Documented in rwg.lindell

#' Lindell, Brandt and Whitney (1999) r*wg(j) Within-Group Agreement Index for
#' Multi-Item Scales
#'
#' This function computes r*wg(j) within-group agreement index for multi-item
#' scales as described in Lindell, Brandt and Whitney (1999).
#'
#' The r*wg(j) index is calculated by dividing the mean of the item variance by
#' the expected random variance (i.e., null distribution). The default null
#' distribution in most research is the rectangular or uniform distribution
#' calculated with \eqn{\sigma^2_eu = (A^2 - 1) / 12}, where \eqn{A} is the number
#' of discrete response options of the items. However, what constitutes a reasonable
#' standard for random variance is highly debated. Note that the r*wg(j) allows
#' that the mean of the item variances to be larger than the expected random
#' variances, i.e., r*wg(j) values can be negative.
#'
#' Note that the \code{rwg.j.lindell()} function in the \pkg{multilevel} package
#' uses listwise deletion by default, while the \code{rwg.lindell()} function uses
#' all available information to compute the r*wg(j) agreement index by default.
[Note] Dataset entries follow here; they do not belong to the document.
Issue #7729, opened 2018-06-25
Money Input Prompt break on certain values


Broxzier:
**OS:** Windows 10
**Version:** 0.2.0
**Commit/Build:** 9e052c7

Two issues:
1. Setting a ride's price to something ignores the decimal part for values over 3 when the decimal part is `.10` (3.10, 4.10, 5.10, etc..). Other decimal values seem to work fine.
2. Entering high values in the 'Add/set money' cheat gives back a seemingly random amount. For example, entering `100,000.00` gives you `34,464.00` cash.

jmyre1999:
Is this bug currently being worked on by anybody?

Gymnasiast:
@jmyre1999 No, as far as I know, nobody is working on it. If you would like to work on it, please do!

jmyre1999:
@Gymnasiast I tried to replicate part 1 and it seemed to work as intended

joshtucker132:
I am working with @jmyre1999 on this and I'm having issues with floating point division when trying to fix part 1.

https://github.com/OpenRCT2/OpenRCT2/blob/89330703e0f84b0e94dd4236c4b502a16d7fade8/src/openrct2/localisation/Localisation.cpp#L1513-L1516

For some entered money values (ex. 6.10), `number` evaluates to 6.099999. This causes `fraction` to evaluate to 0 instead of .1. I have tried multiple ways to round `number` to two decimal places (ceiling/floor functions, casting to int and dividing by 100.0, etc.) but no method works as expected. Any particular reason for this error? Even simple division like 610 / 100.0 evaluates to 6.099999 which seems odd.

ZehMatt:
Have a look at this example http://cpp.sh/9ao5v you want to use long double and suffix L.

joshtucker132:
`auto rounded = (static_cast<long>(number * 100 + .5) - (whole * 100)) / 100.0;
    auto fraction = static_cast<uint8_t>(rounded * 100);`

@ZehMatt I tried to implement your solution, but it still did not give me the rounded value that I wanted. I found a work-around by performing the subtraction before the division. It is a little messy but fixes the issue.

PR #9086, opened 2019-04-10
Issue #7729: Money Input Prompt break on certain values fix

jmyre1999:
Fixed errors in the string_to_money function that caused larger input values to not be properly converted and caused decimal values of 10 to not get carried through the conversion (ex. 4.10 -> 4.00).

Additional commit was done to add "thread_local" back to variables that lost it for an unknown reason.

### DIFF
--- a/src/openrct2/localisation/Localisation.cpp
+++ b/src/openrct2/localisation/Localisation.cpp
@@ -35,9 +35,9 @@
 #include <iterator>
 #include <limits.h>
 
-char gCommonStringFormatBuffer[512];
-uint8_t gCommonFormatArgs[80];
-uint8_t gMapTooltipFormatArgs[40];
+thread_local char gCommonStringFormatBuffer[512];
+thread_local uint8_t gCommonFormatArgs[80];
+thread_local uint8_t gMapTooltipFormatArgs[40];
 
 #ifdef DEBUG
 // Set to true before a string format call to see details of the formatting.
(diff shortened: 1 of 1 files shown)


src/openrct2/localisation/Localisation.cpp
```diff
@@ -1512,8 +1512,9 @@ money32 string_to_money(const char* string_to_monetise)
 
     auto number = std::stod(processedString, nullptr);
     number /= (currencyDesc->rate / 10.0);
-    auto whole = static_cast<uint16_t>(number);
-    auto fraction = static_cast<uint8_t>((number - whole) * 100);
```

#' In order to obtain equivalent results in the presence of missing values, listwise
#' deletion (\code{na.omit = TRUE}) needs to be applied.
#'
#' Examples for the application of r*wg(j) within-group agreement index for
#' multi-item scales can be found in Bardach, Yanagida, Schober and Lueftenegger
#' (2018), Bardach, Lueftenegger, Yanagida, Schober and Spiel (2018), and Bardach,
#' Lueftenegger, Yanagida, Spiel and Schober (2019).
#'
#' @param ...     a numeric vector or data frame. Alternatively, an expression
#'                indicating the variable names in \code{data} e.g.,
#'                \code{rwg.lindell(x1, x2, x3, data = dat)}. Note that the
#'                operators \code{.}, \code{+}, \code{-}, \code{~}, \code{:},
#'                \code{::}, and \code{!} can also be used to select variables,
#'                see 'Details' in the \code{\link{df.subset}} function.
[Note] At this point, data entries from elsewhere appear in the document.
PR #9087, opened 2019-04-11
Fix #8800: ensure tile_element_height is used correctly

### LINKED ISSUE #8800: Ensure tile_element_height is used correctly
`tile_element_height` is often used incorrectly. It returns the surface height `int16_t` and also the water height `int16_t` in one `sint32_t`.

The function needs to be modified to return a tuple and all callees need to be checked to ensure they are using the correct parts.

nicolewright:
Created tile_element_water_height function. Updated old references to match with the new function.


src/openrct2/actions/SmallSceneryPlaceAction.hpp
```diff
@@ -75,7 +75,8 @@ DEFINE_GAME_ACTION(SmallSceneryPlaceAction, GAME_COMMAND_PLACE_SCENERY, GameActi
         {
             supportsRequired = true;
         }
-        int32_t baseHeight = tile_element_height(_loc.x, _loc.y);
+        int32_t baseHeight = tile_element_height(_loc.x, _loc.y); // this is really just land height now
+        int16_t waterHeight = tile_element_water_height(_loc.x, _loc.y);
         // If on water
         if (baseHeight & 0xFFFF0000)
```
duncanspumpkin: This function is using the water height and will need adjustment

src/openrct2/scenario/Scenario.cpp
```diff
@@ -435,7 +435,7 @@ static int32_t scenario_create_ducks()
     if (!map_is_location_in_park({ x, y }))
         return 0;
 
-    centreWaterZ = (tile_element_height(x, y) >> 16) & 0xFFFF;
+    centreWaterZ = (tile_element_height(x, y) >> 16);
```
duncanspumpkin: Water height not surface height

src/openrct2/scenario/Scenario.cpp
```diff
@@ -447,7 +447,7 @@ static int32_t scenario_create_ducks()
     {
         for (j = 0; j < 7; j++)
         {
-            waterZ = (tile_element_height(x2, y2) >> 16) & 0xFFFF;
+            waterZ = (tile_element_height(x2, y2) >> 16);
```
duncanspumpkin: Water height

src/openrct2/world/Map.cpp
```diff
@@ -1080,6 +1106,362 @@ uint8_t map_get_highest_land_height(int32_t xMin, int32_t xMax, int32_t yMin, in
     return max_height;
 }
 
+
+static money32 raise_land(
```
duncanspumpkin: This function is now removed delete

src/openrct2/world/Map.cpp
```diff
@@ -1080,6 +1106,362 @@ uint8_t map_get_highest_land_height(int32_t xMin, int32_t xMax, int32_t yMin, in
...
+    _currentTrackSelectionFlags |= TRACK_SELECTION_FLAG_RECHECK;
+
+    gCommandExpenditureType = RCT_EXPENDITURE_TYPE_LANDSCAPING;
+    gCommandPosition.x = x;
+    gCommandPosition.y = y;
+    gCommandPosition.z = z;
+    return cost;
+}
+
+static money32 lower_land(
```
duncanspumpkin: Function removed delete

src/openrct2/world/Map.cpp
```diff
@@ -1080,6 +1106,362 @@ uint8_t map_get_highest_land_height(int32_t xMin, int32_t xMax, int32_t yMin, in
...
+
+    gCommandExpenditureType = RCT_EXPENDITURE_TYPE_LANDSCAPING;
+    gCommandPosition.x = x;
+    gCommandPosition.y = y;
+    gCommandPosition.z = z;
+    return cost;
+}
+
+money32 raise_water(int16_t x0, int16_t y0, int16_t x1, int16_t y1, uint8_t flags)
+{
```
duncanspumpkin: Function removed

src/openrct2/world/Map.cpp
```diff
@@ -1080,6 +1106,362 @@ uint8_t map_get_highest_land_height(int32_t xMin, int32_t xMax, int32_t yMin, in
...
+        }
+    }
+
+    // Force ride construction to recheck area
+    _currentTrackSelectionFlags |= TRACK_SELECTION_FLAG_RECHECK;
+
+    return cost;
+}
+
+money32 lower_water(int16_t x0, int16_t y0, int16_t x1, int16_t y1, uint8_t flags)
```
duncanspumpkin: Removed

src/openrct2/world/Map.cpp
```diff
@@ -1080,6 +1106,362 @@ uint8_t map_get_highest_land_height(int32_t xMin, int32_t xMax, int32_t yMin, in
...
+    _currentTrackSelectionFlags |= TRACK_SELECTION_FLAG_RECHECK;
+
+    return cost;
+}
+
+/**
+ *
+ *  rct2: 0x0068C542
+ */
+void game_command_raise_land(
```
duncanspumpkin: Removed

src/openrct2/world/Map.cpp
```diff
@@ -1080,6 +1106,362 @@ uint8_t map_get_highest_land_height(int32_t xMin, int32_t xMax, int32_t yMin, in
...
+    *ebx = raise_land(
+        *ebx, *eax, *ecx, tile_element_height(*eax, *ecx), (int16_t)(*edx & 0xFFFF), (int16_t)(*ebp & 0xFFFF), *edx >> 16,
+        *ebp >> 16, *edi & 0xFFFF);
+}
+
+/**
+ *
+ *  rct2: 0x0068C6D1
+ */
+void game_command_lower_land(
```
duncanspumpkin: Removed

src/openrct2/world/Map.h
```diff
@@ -151,7 +151,10 @@ SmallSceneryElement* map_get_small_scenery_element_at(int32_t x, int32_t y, int3
 EntranceElement* map_get_park_entrance_element_at(int32_t x, int32_t y, int32_t z, bool ghost);
 EntranceElement* map_get_ride_entrance_element_at(int32_t x, int32_t y, int32_t z, bool ghost);
 EntranceElement* map_get_ride_exit_element_at(int32_t x, int32_t y, int32_t z, bool ghost);
-int32_t tile_element_height(int32_t x, int32_t y);
+int16_t tile_element_height(int32_t x, int32_t y);
+uint8_t map_get_highest_land_height(int32_t xMin, int32_t xMax, int32_t yMin, int32_t yMax);
+uint8_t map_get_lowest_land_height(int32_t xMin, int32_t xMax, int32_t yMin, int32_t yMax);
+int16_t tile_element_water_height(int32_t x, int32_t y);
```
duncanspumpkin: This should only be the one new function and the change in return value

Nazey: Did you relocate the other three functions? A bit confused on this

Nazey: I removed them but the build still fails. Any reason for this?

janisozaur: The build error is quite clear:
```
../src/openrct2-ui/../openrct2/actions/SmallSceneryRemoveAction.hpp:135:27: error: 'tile_element_height' was not declared in this scope
         res->Position.z = tile_element_height(res->Position.x, res->Position.y);
                           ^~~~~~~~~~~~~~~~~~~
```

janisozaur:
0c7dbeb8a96529f3f6aa2ebd2e5cbede926db5a1 does not conform to the commit message format: https://github.com/OpenRCT2/OpenRCT2/wiki/Commit-Messages

src/openrct2/world/Map.h
Nazey: @janisozaur So, tile_element_height still must remain? I know one of my other members pushed an update to fix all of these conflicts, but it doesn't seem like that fixed the appveyor build nor the traviscl.

Nazey:
Very confused as to what to do from here.

duncanspumpkin:
Have a look at SmallSceneryPlaceAction.hpp there are a few issues with it. L81 - 83 need changed, L136 - 141 need changed same for L276, L323. I've not checked the whole PR but I expect there are other functions like that which need some more care and attention.

Nazey:
Think we got everything. We made sure to go back through every file and check the callees to `tile_element_height`

Nazey:
@duncanspumpkin There is some more &ing in a couple of different files, like `Viewport.cpp` such as line 224 

`height = tile_element_height((0xFFFF) & pos.x, (0xFFFF) & pos.y);` 

and line 641

` int32_t height = (tile_element_height(0xFFFF & sprite->generic.x, 0xFFFF & sprite->generic.y)) - 16;` 

Everywhere where the x, y, or result is &'d with 0xFFFF should be changed, correct?

duncanspumpkin:
For now i was only caring about the result.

#' @param data    a data frame when specifying one or more variables in the
#'                argument \code{...}. Note that the argument is \code{NULL}
#'                when specifying a numeric vector or data frame for the argument
#'                \code{...}.
#' @param cluster either a character string indicating the variable name of
#'                the cluster variable in \code{...} or \code{data}, or a
#'                vector representing the nested grouping structure (i.e.,
#'                group or cluster variable).
#' @param A       a numeric value indicating the number of discrete response
#'                options of the items from which the random variance is computed
#'                based on \eqn{(A^2 - 1) / 12}. Note that either the argument
#'                \code{j} or the argument\code{ranvar} is specified.
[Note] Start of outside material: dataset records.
PR #9089, opened 2019-04-11
Fix #9083: Wrong sign index is set for clients

### LINKED ISSUE #9083: Sign texts overwrite newest sign in multiplayer
**OS:** Windows 10
**Version:** 0.2.2
**Commit/Build:** e01b5f9

When someone renames a sign in multiplayer, the newest sign in the map will get the text, and the older one will just be renamed "sign".

This is very annoying because we use signs to show who is building where in multiplayer.

Possibly related, when someone renamed a shop one of the rides automatically got the same name as the shop.

Broxzier:
This issue was caused by the ghost for banners, which already create an entry on the banner. The game command is then received while the ghost still exists, giving the placed banner another ID.

This fix is basically a copy a workaround from `game_do_command_p` that tackles this same issue. Having moved over the `GAME_COMMAND_PLACE_LARGE_SCENERY` command to game actions, this fix was no longer working.

https://github.com/OpenRCT2/OpenRCT2/blob/8632eb7297de719f6f192fe34eeac6173bd6aa00/src/openrct2/Game.cpp#L411-L414

### DIFF
--- a/src/openrct2/network/Network.cpp
+++ b/src/openrct2/network/Network.cpp
@@ -31,7 +31,7 @@
 // This string specifies which version of network stream current build uses.
 // It is used for making sure only compatible builds get connected, even within
 // single OpenRCT2 version.
-#define NETWORK_STREAM_VERSION "18"
+#define NETWORK_STREAM_VERSION "19"
 #define NETWORK_STREAM_ID OPENRCT2_VERSION "-" NETWORK_STREAM_VERSION
 
 static Peep* _pickup_peep = nullptr;
--- a/src/openrct2/network/Network.cpp
+++ b/src/openrct2/network/Network.cpp
@@ -1976,6 +1976,17 @@ void Network::ProcessGameCommands()
 
         if (gc.action != nullptr)
         {
+            // Remove ghost scenery so it doesn't interfere with incoming network command
+            switch (gc.action->GetType())
+            {
+                case GAME_COMMAND_PLACE_WALL:
+                case GAME_COMMAND_PLACE_LARGE_SCENERY:
+                case GAME_COMMAND_PLACE_BANNER:
+                case GAME_COMMAND_PLACE_SCENERY:
+                    scenery_remove_ghost_tool_placement();
+                    break;
+            }
+
             GameAction* action = gc.action.get();
             action->SetFlags(action->GetFlags() | GAME_COMMAND_FLAG_NETWORKED);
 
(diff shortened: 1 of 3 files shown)


duncanspumpkin:
Yes that would fix it. I'd like to combine it with https://github.com/duncanspumpkin/OpenRCT2/tree/fix_signs as we shouldn't just blindly allocate the ID.

duncanspumpkin:
I've not tested this change. 

What I'd like to do is make it so that we don't remove ghosts every update. But need to make sure we are able to place actual pieces ontop without causing collision issues and that removing the ghost doesn't remove the actual.

src/openrct2/network/Network.cpp
```diff
@@ -1948,6 +1948,9 @@ void Network::ProcessPlayerInfo()
 
 void Network::ProcessGameCommands()
 {
+    // Remove ghost scenery so it doesn't interfere with incoming network command
+    scenery_remove_ghost_tool_placement();
```
duncanspumpkin: This should be moved into L1982 and protected by an if gc->GetType() == GAME_COMMAND_PLACE_WALL, LARGE_SCENERY, BANNER... 

At present it just makes ghosts redraw every tick which makes ghosts that have some random element (such as rotation) constantly change.

Broxzier:
> What I'd like to do is make it so that we don't remove ghosts every update.

For signs and banners I agree that should be right, but for other elements this will require a lot of checks everywhere to make sure things stay in sync. The ideal situation is that ghost are purely visual and that nothing else is even aware of their existence. Right now, with paths for example, ghosts directly affect their neighbours edges. Not removing them and placing them every frame could make peeps walk differently.

src/openrct2/network/Network.cpp
```diff
@@ -3657,7 +3665,8 @@ void game_command_kick_player(
     NetworkPlayer* kicker = gNetwork.GetPlayerByID(game_command_playerid);
     if (player == nullptr)
     {
-        // Player might be already removed by the PLAYERLIST command, need to refactor non-game commands executing too early.
+        // Player might be already removed by the PLAYERLIST command, need to refactor non-game commands executing too
+        // early.
```
Broxzier: Not sure how this happened. I suspect clang-format, but it doesn't happen again when I try to trigger it.

duncanspumpkin:
yeah the ghosts staying will have to wait for a different PR. Could you cherry pick in my change as well? I would do it myself but I'm not at my dev PC.

Broxzier:
Sure thing, I'll do that when I get home tonight.

duncanspumpkin:
Argh I forgot to clang format my commit.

#' @param ranvar  a numeric value indicating the random variance to which the
#'                mean of the item variance is divided. Note that either the
#'                argument \code{j} or the argument\code{ranvar} is specified.
#' @param z       logical: if \code{TRUE} (default), Fisher z-transformation based
#'                on the formula \eqn{z = 0.5*log((1 + r) / (1 - r))} is applied
#'                to the vector of r*wg(j) estimates.
#' @param expand  logical: if \code{TRUE} (default), vector of r*wg(j) estimates
#'                is expanded to match the input vector \code{x}.
#' @param na.omit logical: if \code{TRUE}, incomplete cases are removed before
#'                conducting the analysis (i.e., listwise deletion).
#' @param append  logical: if \code{TRUE} (default),  a variable with the r*wg(j)
#'                within-group agreement index are appended to the data frame
#'                specified in the argument \code{data}.
#' @param name    a character string indicating the name of the variable appended
#'                to the data frame specified in the arguement \code{data} when
#'                \code{append = TRUE}. By default, the variable is named \code{rwg}.
#' @param as.na   a numeric vector indicating user-defined missing values,
#'                i.e. these values are converted to \code{NA} before conducting
#'                the analysis. Note that \code{as.na()} function is only applied
#'                to \code{x}, but not to \code{cluster}.
#' @param check   logical: if \code{TRUE} (default), argument specification is
#'                checked.
#'
#' @author
#' Takuya Yanagida \email{takuya.yanagida@@univie.ac.at}
#'
#' @seealso
#' \code{\link{cluster.scores}}
#'
#' @references
#' Bardach, L., Lueftenegger, M., Yanagida, T., & Schober, B. (2019). Achievement
#' or agreement - Which comes first? Clarifying the temporal ordering of achievement
#' and within-class consensus on classroom goal structures. \emph{Learning and
#' Instruction, 61}, 72-83. https://doi.org/10.1016/j.learninstruc.2019.01.003
#'
#' Bardach, L., Lueftenegger, M., Yanagida, T., Schober, B. & Spiel, C. (2019).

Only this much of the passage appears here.